With all that being said, this could possibly be our last year to enjoy Manny, or at the very least enjoy Manny without the spectacle of some Boras ugliness or sideshows hanging over our heads or in our not too distant memories. Of course he could rear his head - he, meaning Boras - at any point this year so I hope I didn't speak too soon.

And with that, I want to get to the real meat of this article which is simply to tell everybody that Manny has been the best and most consistent hitter that the Red Sox have had since the mid-70's and that he is one of "those guys" that you'll be talking about forever and should go down as one of the five or ten best right handed hitters of all time. In short, Manny could very well be the best hitter you will ever see on the Red Sox in your lifetime, so enjoy it this season and take some time to think back to all the seasons since 2001 in which you have had the chance to see this guy hit. I know there have been some headaches - both major and minor - along the way, but admit it, being a Red Sox fan over the last eight years has been made infinitely more enjoyable with Manny around.

Before I move onto Part 2 of this in the next couple of days I want to leave you with these three thoughts:

1) Before signing with the Sox I considered Manny the most fearsome hitter in the American League. The concept of the Sox signing him seemed absolutely comical and when they got him I was absolutely beside myself. At the time I was still in college and people were literally high-fiving each other and hooting and hollering after the fact. Of everything surrounding Boston sports that I had experienced, it was the single most elating and exciting free agent acquisition that I could remember. This was not getting Dominique Wilkins or Brett Saberhagen years past their respective primes. Shoot, this was even bigger than getting Pedro. Manny was the man for lack of a better word in the AL at the time and everybody saw it as a foregone conclusion that he would wind up with the Yankees. At the time, the Yanks were winning every World Series while the closest the Sox had come to the World Series since 1986 was 5 game defeat to the Yanks in the 1999 ALCS. Needless to say that apparently stealing the best hitter from the best offensive teams of the past six years - you forget how loaded those mid and late 1990's Indians teams were, the 1999 team I still say was the best offense I've ever seen - from the Yankees and bringing him to Boston was about the biggest and most exciting coup the Sox could have made in the winter of 2000. Obviously the move panned out pretty well.

(You may also forget that Dan Duquette got panned at the time from the national press for committing so many years and money to a player with Manny's reputation - "Manny being Manny" was going on years before the infamous leak in the Green Monster - but as I said, the Duke had the last laugh.)

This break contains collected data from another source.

PR #4478, opened 2025-05-12
[explicit-resource-management] Add remaining tests specific to `AsyncDisposableStack`

rbuckton:
In an effort to make review more manageable, this extracts the remaining tests specific to `AsyncDisposableStack` from #3866

### DIFF
--- a/test/built-ins/AsyncDisposableStack/prototype/constructor.js
+++ b/test/built-ins/AsyncDisposableStack/prototype/constructor.js
@@ -1,0 +1,31 @@
+// Copyright (C) 2023 Ron Buckton. All rights reserved.
+// This code is governed by the BSD license found in the LICENSE file.
+
+/*---
+esid: sec-properties-of-the-asyncdisposablestack-prototype-object
+description: AsyncDisposableStack.prototype.constructor
+info: |
+  AsyncDisposableStack.prototype.constructor
+
+  Normative Optional
+
+  The initial value of AsyncDisposableStack.prototype.constructor is the intrinsic object %AsyncDisposableStack%.
+
+  This property has the attributes { [[Writable]]: false, [[Enumerable]]: false, [[Configurable]]: true }.
+
+  This section is to be treated identically to the "Annex B" of ECMA-262, but to be written in-line with the main specification.
+includes: [propertyHelper.js]
+features: [explicit-resource-management]
+---*/
+
+var actual = AsyncDisposableStack.prototype.hasOwnProperty('constructor');
+
+// If implemented, it should conform to the spec text
+if (actual) {
+  verifyProperty(AsyncDisposableStack.prototype, 'constructor', {
+    value: AsyncDisposableStack,
+    writable: true,
+    enumerable: false,
+    configurable: true
+  });
+}
--- a/test/built-ins/AsyncDisposableStack/prototype/disposeAsync/disposes-resources-in-reverse-order.js
+++ b/test/built-ins/AsyncDisposableStack/prototype/disposeAsync/disposes-resources-in-reverse-order.js
@@ -1,0 +1,77 @@
+// Copyright (C) 2023 Ron Buckton. All rights reserved.
+// This code is governed by the BSD license found in the LICENSE file.
+
+/*---
+esid: sec-asyncdisposablestack.prototype.disposeAsync
+description: Added resources are disposed in reverse order
+info: |
+  AsyncDisposableStack.prototype.disposeAsync ( )
+
+  1. Let asyncDisposableStack be the this value.
+  2. Let promiseCapability be ! NewPromiseCapability(%Promise%).
+  3. If asyncDisposableStack does not have an [[AsyncDisposableState]] internal slot, then
+    a. Perform ! Call(promiseCapability.[[Reject]], undefined, « a newly created TypeError object »).
+    b. Return promiseCapability.[[Promise]].
+  4. If asyncDisposableStack.[[AsyncDisposableState]] is disposed, then
+    a. Perform ! Call(promiseCapability.[[Resolve]], undefined, « undefined »).
+    b. Return promiseCapability.[[Promise]].
+  5. Set asyncDisposableStack.[[AsyncDisposableState]] to disposed.
+  6. Let result be DisposeResources(asyncDisposableStack.[[DisposeCapability]], NormalCompletion(undefined)).
+  7. IfAbruptRejectPromise(result, promiseCapability).
+  8. Perform ! Call(promiseCapability.[[Resolve]], undefined, « result »).
+  9. Return promiseCapability.[[Promise]].
+
+  DisposeResources ( disposeCapability, completion )
+
+  1. For each resource of disposeCapability.[[DisposableResourceStack]], in reverse list order, do
+    a. Let result be Dispose(resource.[[ResourceValue]], resource.[[Hint]], resource.[[DisposeMethod]]).
+    b. If result.[[Type]] is throw, then
+      i. If completion.[[Type]] is throw, then
+        1. Set result to result.[[Value]].
+        2. Let suppressed be completion.[[Value]].
+        3. Let error be a newly created SuppressedError object.
+        4. Perform ! CreateNonEnumerableDataPropertyOrThrow(error, "error", result).
+        5. Perform ! CreateNonEnumerableDataPropertyOrThrow(error, "suppressed", suppressed).
+        6. Set completion to ThrowCompletion(error).
+      ii. Else,
+        1. Set completion to result.
+  2. Return completion.
+
+  Dispose ( V, hint, method )
+
+  1. If method is undefined, let result be undefined.
+  2. Else, let result be ? Call(method, V).
+  3. If hint is async-dispose, then
+    a. Perform ? Await(result).
+  4. Return undefined.
+
+flags: [async]
+includes: [asyncHelpers.js]
+features: [explicit-resource-management]
+---*/
+
+asyncTest(async function () {
+  var stack = new AsyncDisposableStack();
+  var disposed = [];
+  var resource1 = { async [Symbol.asyncDispose]() { disposed.push(this); } };
+  var resource2 = { [Symbol.dispose]() { disposed.push(this); } };
+  var resource3 = {};
+  async function dispose3(res) { disposed.push(res); }
+  var resource4 = {};
+  function dispose4(res) { disposed.push(res); }
+  async function dispose5() { disposed.push(dispose5); }
+  function dispose6() { disposed.push(dispose6); }
+  stack.use(resource1);
+  stack.use(resource2);
+  stack.adopt(resource3, dispose3);
+  stack.adopt(resource4, dispose4);
+  stack.defer(dispose5);
+  stack.defer(dispose6);
+  await stack.disposeAsync();
+  assert.sameValue(disposed[0], dispose6);
+  assert.sameValue(disposed[1], dispose5);
+  assert.sameValue(disposed[2], resource4);
+  assert.sameValue(disposed[3], resource3);
+  assert.sameValue(disposed[4], resource2);
+  assert.sameValue(disposed[5], resource1);
+});
--- a/test/built-ins/AsyncDisposableStack/prototype/disposeAsync/does-not-reinvoke-disposers-if-already-disposed.js
+++ b/test/built-ins/AsyncDisposableStack/prototype/disposeAsync/does-not-reinvoke-disposers-if-already-disposed.js
@@ -1,0 +1,58 @@
+// Copyright (C) 2023 Ron Buckton. All rights reserved.
+// This code is governed by the BSD license found in the LICENSE file.
+
+/*---
+esid: sec-asyncdisposablestack.prototype.disposeAsync
+description: Does not re-invoke disposal on resources after stack has already been disposed.
+info: |
+  AsyncDisposableStack.prototype.disposeAsync ( )
+
+  1. Let asyncDisposableStack be the this value.
+  2. Perform ? RequireInternalSlot(asyncDisposableStack, [[AsyncDisposableState]]).
+  3. If asyncDisposableStack.[[AsyncDisposableState]] is disposed, return undefined.
+  4. Set asyncDisposableStack.[[AsyncDisposableState]] to disposed.
+  5. Return DisposeResources(asyncDisposableStack.[[DisposeCapability]], NormalCompletion(undefined)).
+
+  DisposeResources ( disposeCapability, completion )
+
+  1. For each resource of disposeCapability.[[DisposableResourceStack]], in reverse list order, do
+    a. Let result be Dispose(resource.[[ResourceValue]], resource.[[Hint]], resource.[[DisposeMethod]]).
+    b. If result.[[Type]] is throw, then
+      i. If completion.[[Type]] is throw, then
+        1. Set result to result.[[Value]].
+        2. Let suppressed be completion.[[Value]].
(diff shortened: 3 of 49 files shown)


ptomato:
We've tried to divide this up between the folks present in the maintainers meeting, in order to land it:
- [x] `disposeAsync` and `disposed`: @jugglinmike 
- [x] `use`: @gibson042 
- [x] `defer` and `move`: @ioannad 
- [x] `adopt`, `constructor.js`, `toStringTag.js`: @ptomato

test/built-ins/AsyncDisposableStack/prototype/constructor.js
```diff
@@ -0,0 +1,31 @@
...
+info: |
+  AsyncDisposableStack.prototype.constructor
+
+  Normative Optional
+
+  The initial value of AsyncDisposableStack.prototype.constructor is the intrinsic object %AsyncDisposableStack%.
+
+  This property has the attributes { [[Writable]]: false, [[Enumerable]]: false, [[Configurable]]: true }.
+
+  This section is to be treated identically to the "Annex B" of ECMA-262, but to be written in-line with the main specification.
```
ptomato: This seems to contradict https://github.com/rbuckton/ecma262/pull/13 - I don't see this marked as normative optional in the current spec PR. Should this test just be the `verifyProperty` call by itself?

(And it looks like I missed this when reviewing `DisposableStack/prototype/constructor.js`)

ptomato (commented):
I reviewed `adopt/`, `constructor.js`, and `toStringTag.js`. One comment on `constructor.js`, but I may just be confused about that.

I'd also suggest adding a test that exercises the following:
```js
const stack = new AsyncDisposableStack();
await stack.disposeAsync();
stack.adopt({}, async () => {});
  // Should throw a ReferenceError
```
I see this exists already for move() in `move/throws-if-disposed.js`, but could be added for adopt() and defer(), as well as for DisposableStack. If you want to do that in a separate PR I could review and merge that independently of this PR.

test/built-ins/AsyncDisposableStack/prototype/constructor.js
rbuckton: Likely a copy/paste transcription error. I'll fix both.

rbuckton:
> If you want to do that in a separate PR I could review and merge that independently of this PR.

Added here, hope that's not too much noise. If it is I can revert and pull that out to a separate PR.

test/built-ins/AsyncDisposableStack/prototype/disposeAsync/does-not-reinvoke-disposers-if-already-disposed.js
```diff
@@ -0,0 +1,58 @@
...
+
+asyncTest(async function () {
+  var stack = new AsyncDisposableStack();
+  var useCount = 0;
+  var adoptCount = 0;
+  var deferCount = 0;
+  stack.use({ async [Symbol.asyncDispose]() { useCount++; } });
+  stack.adopt({}, _ => { adoptCount++; });
+  stack.defer(() => { deferCount++; });
+  await stack.disposeAsync();
```
jugglinmike, line 53:
```suggestion
  await stack.disposeAsync();
  assert.sameValue(useCount, 1);
  assert.sameValue(adoptCount, 1);
  assert.sameValue(deferCount, 1);
```

test/built-ins/AsyncDisposableStack/prototype/disposeAsync/does-not-reject-if-already-disposed.js
```diff
@@ -0,0 +1,51 @@
...
+
+flags: [async]
+includes: [asyncHelpers.js]
+features: [explicit-resource-management]
+---*/
+
+asyncTest(async function () {
+  var stack = new AsyncDisposableStack();
+  var p = stack.disposeAsync();
+  await stack.disposeAsync();
```
jugglinmike: We should verify the fulfillment value since it's specified by a distinct algorithm step.

test/built-ins/AsyncDisposableStack/prototype/disposeAsync/rejects-with-suppressederror-if-multiple-errors-during-disposal.js
```diff
@@ -0,0 +1,65 @@
...
+  class MyError extends Error {}
+  var error1 = new MyError();
+  var error2 = new MyError();
+  var error3 = new MyError();
+  var stack = new AsyncDisposableStack();
+  stack.defer(function () { throw error1; });
+  stack.defer(function () { throw error2; });
+  stack.defer(function () { throw error3; });
+  try {
+    await stack.disposeAsync();
```
jugglinmike: To make sure the test doesn't spuriously pass on synchronous exceptions:

```suggestion
  var promise = stack.disposeAsync();
  try {
    await promise;
```

test/built-ins/AsyncDisposableStack/prototype/disposeAsync/rejects-with-suppressederror-if-multiple-errors-during-disposal.js
```diff
@@ -0,0 +1,65 @@
...
+    assert(false, 'Expected await stack.disposeAsync() to have thrown an error.');
+  }
+  catch (e) {
+    assert(e instanceof SuppressedError, "Expected await stack.disposeAsync() to have thrown a SuppressedError");
```
jugglinmike: `instanceof` is a little imprecise for our needs. Let's check the prototype so that the test rejects subclasses of `SuppressedError`.

test/built-ins/AsyncDisposableStack/prototype/disposeAsync/returns-promise.js
```diff
@@ -0,0 +1,44 @@
...
+  2. Else, let result be ? Call(method, V).
+  3. If hint is async-dispose, then
+    a. Perform ? Await(result).
+  4. Return undefined.
+
+features: [explicit-resource-management]
+---*/
+
+var stack = new AsyncDisposableStack();
+assert(stack.disposeAsync() instanceof Promise);
```
jugglinmike: Same thing regarding `instanceof` versus prototype comparison.

test/built-ins/AsyncDisposableStack/prototype/disposeAsync/disposes-resources-in-reverse-order.js
```diff
@@ -0,0 +1,77 @@
...
+  stack.adopt(resource4, dispose4);
+  stack.defer(dispose5);
+  stack.defer(dispose6);
+  await stack.disposeAsync();
+  assert.sameValue(disposed[0], dispose6);
+  assert.sameValue(disposed[1], dispose5);
+  assert.sameValue(disposed[2], resource4);
+  assert.sameValue(disposed[3], resource3);
+  assert.sameValue(disposed[4], resource2);
+  assert.sameValue(disposed[5], resource1);
```
jugglinmike:
```suggestion
  assert.sameValue(disposed[5], resource1);
  assert.sameValue(disposed.length, 6);
```

Or use `assert.compareArray`

test/built-ins/AsyncDisposableStack/prototype/disposeAsync/rejects-with-suppressederror-if-multiple-errors-during-disposal.js
rbuckton: Is this necessary? We use `e instanceof SomeError` with `assert` in hundreds of places throughout the tests.

rbuckton: I see we use both, apparently. I see ~1100 cases of `instanceof` and just under 1400 cases of `Object.getPrototypeOf(...)` throughout all of the tests, so it seems we're fairly inconsistent.

jugglinmike:
I've suggested a few tests for the "Await(undefined)" in the DisposeResources algorithm: https://github.com/rbuckton/test262/pull/1

rbuckton:
@gibson042, @ioannad any chance on final reviews this week? It's very possible I will be able to wrap up the ecma262 PR before plenary, which would leave this review as the final blocker to Stage 4.

test/built-ins/AsyncDisposableStack/prototype/move/returns-new-asyncdisposablestack-that-contains-moved-resources.js
```diff
@@ -0,0 +1,41 @@
...
+
+  var stack2 = stack1.move();
+
+  var wasDisposed = disposed.slice();
+  await stack2.disposeAsync();
+  var isDisposed = disposed.slice();
+
+  assert.deepEqual(wasDisposed, []);
+  assert.deepEqual(isDisposed, [2, 1]);
+
```
ioannad:
```suggestion
```

nit

ioannad:
TLDR: `defer` and `move` LGTM with a couple of optional additions that are covered in staging, and an extra new line nit.


------

For step 3 of `defer` and `move` I think we also need async tests, to verify that we don't have a race condition, where [[AsyncDisposableState]] hasn't changed yet. There are such tests in staging [this one for defer](https://github.com/tc39/test262/blob/main/test/staging/explicit-resource-management/async-disposable-stack-defer-on-disposed-stack.js) and [this one for move](https://github.com/tc39/test262/blob/main/test/staging/explicit-resource-management/async-disposable-stack-move-on-disposed-stack.js)) that test exactly that. So I think these could be moved from staging in a different PR, along with the similarly named staging test files for `adopt` and `dispose`.

Otherwise the tests seem to completely cover the spec steps for `defer` and `move`, thanks!

It would be nice to optionally also have some basic funcionality tests (these are also in staging [for defer](https://github.com/tc39/test262/blob/main/test/staging/explicit-resource-management/async-disposable-stack-defer.js) and [for move](https://github.com/tc39/test262/blob/main/test/staging/explicit-resource-management/async-disposable-stack-move.js)). 

I was also going to suggest a couple of exception propagation tests, but I see these are covered in `disposeAsync`. :)

rbuckton:
Is there a process in place for moving tests out of staging in general? Is there a reason we don't move all of the resource management tests out of staging?

test/built-ins/AsyncDisposableStack/prototype/use/allows-null-value.js
```diff
@@ -0,0 +1,28 @@
...
+    a. If V is either null or undefined and hint is sync-dispose, then
+      i. Return unused
+    ...
+  ...
+
+features: [explicit-resource-management]
+---*/
+
+var stack = new AsyncDisposableStack();
+stack.use(null);
```
gibson042: I'm wondering if this should have `flags: [async]` and `includes: [asyncHelpers.js]` so it can `await stack.disposeAsync()` to verify that `stack.use(null)` does not cause it to throw an exception or return a rejected promise.

test/built-ins/AsyncDisposableStack/prototype/use/allows-undefined-value.js
```diff
@@ -0,0 +1,28 @@
...
+    a. If V is either null or undefined and hint is sync-dispose, then
+      i. Return unused
+    ...
+  ...
+
+features: [explicit-resource-management]
+---*/
+
+var stack = new AsyncDisposableStack();
+stack.use(undefined);
```
gibson042: I'm wondering if this should have `flags: [async]` and `includes: [asyncHelpers.js]` so it can `await stack.disposeAsync()` to verify that `stack.use(undefined)` does not cause it to throw an exception or return a rejected promise.

test/built-ins/AsyncDisposableStack/prototype/use/gets-value-Symbol.dispose-property-after-trying-Symbol.asyncDispose.js
```diff
@@ -0,0 +1,65 @@
...
+        order.push('Symbol.asyncDispose');
+        return undefined;
+    },
+    get [Symbol.dispose]() {
+        order.push('Symbol.dispose');
+        return function() {};
+    },
+};
+stack.use(resource);
+assert.deepEqual(order, ['Symbol.asyncDispose', 'Symbol.dispose']);
```
gibson042: I think this file _should_ have `flags: [async]` and `includes: [asyncHelpers.js]` so it can `await stack.disposeAsync()` to verify that `order` is not affected.

test/built-ins/AsyncDisposableStack/prototype/use/adds-async-disposable-value.js
gibson042, line 1: This test seems redundant with test/built-ins/AsyncDisposableStack/prototype/use/Symbol.asyncDispose-getter.js , which AFAICT covers a strict superset. I don't strongly object, but wanted to call it out regardless.

And similarly for test/built-ins/AsyncDisposableStack/prototype/use/adds-sync-disposable-value.js w.r.t. test/built-ins/AsyncDisposableStack/prototype/use/Symbol.dispose-getter.js .

test/built-ins/AsyncDisposableStack/prototype/use/throws-if-value-Symbol.asyncDispose-property-is-null-or-undefined.js
gibson042, line 1: I'd prefer `undefined` and `null` to be asserted in the same file, and wouldn't object to that file also including the not-callable cases (currently test/built-ins/AsyncDisposableStack/prototype/use/throws-if-value-Symbol.asyncDispose-property-not-callable.js ), but don't object to keeping this set of files as-is either.

And likewise for the `Symbol.dispose` analogs.

test/built-ins/AsyncDisposableStack/prototype/use/adds-async-disposable-value.js
rbuckton: While there is apparent overlap, one tests that it works as a standard method/data property while the other tests that it works as a function-returning getter. I'd prefer to keep them both in despite the overlap.

rbuckton:
> For step 3 of `defer` and `move` I think we also need async tests, to verify that we don't have a race condition, where [[AsyncDisposableState]] hasn't changed yet. There are such tests in staging [this one for defer](https://github.com/tc39/test262/blob/main/test/staging/explicit-resource-management/async-disposable-stack-defer-on-disposed-stack.js) and [this one for move](https://github.com/tc39/test262/blob/main/test/staging/explicit-resource-management/async-disposable-stack-move-on-disposed-stack.js)) that test exactly that. So I think these could be moved from staging in a different PR, along with the similarly named staging test files for `adopt` and `dispose`.
> 
> Otherwise the tests seem to completely cover the spec steps for `defer` and `move`, thanks!
> 
> It would be nice to optionally also have some basic funcionality tests (these are also in staging [for defer](https://github.com/tc39/test262/blob/main/test/staging/explicit-resource-management/async-disposable-stack-defer.js) and [for move](https://github.com/tc39/test262/blob/main/test/staging/explicit-resource-management/async-disposable-stack-move.js)).

Done. See #4991.

ptomato:
> Is there a process in place for moving tests out of staging in general? Is there a reason we don't move all of the resource management tests out of staging?

Sorry, didn't notice this comment before. The reason we don't move them automatically is because tests in staging are considered best-effort for correctness, and are committed without review. So they need to be reviewed for correctness, and if incomplete should be completed at the same time.

The process is just to open a PR as you've done in #4991.

ptomato:
Looks like all the reviews are complete and all the review comments have been addressed, I'll merge this after lunch unless I hear otherwise.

2) Since last year I have been actively reminding people of how good Manny is and to appreciate him. All the goofiness obscures his greatness and I don't mean to repeat myself, but it really should be enjoyed and appreciated.

3) Some stats to consider (courtesy of Baseball-Reference.com) for now before I really beat you over the head with them tomorrow:

Manny's 162 Game Average for his career (since 1993) -
112 RS / 41 HR / 134 RBI / .313 Avg / .409 OBP / .593 Slug% / 154 OPS+
**granted Manny has never played more than 154 games in a season and has only topped 150 games in 6 seasons since becoming a full-timer in 1995 but you still have to admit that those are pretty freakin' awesome numbers

Manny's Best Seasons Probably Didn't Even Come in Boston -
* In 1998 and 1999 Manny hit 89 homers and drove in 310 runs while hitting .313
* In 2000 Manny posted a ridiculous OPS+ of 186 while hitting .351 with 38 homers, 122 RBI, 34 doubles and an incredible OPS of 1.154 in 118 games

I'll let you chew on those for the time being. Coming up in the next few days, I'll compare Manny's Sox career to those of the other Sox greats since the mid-70's in Jim Rice, Dwight Evans, Wade Boggs, Mo Vaughn, Nomar, and David Ortiz and show you why he is in fact the best you have seen and probably will see.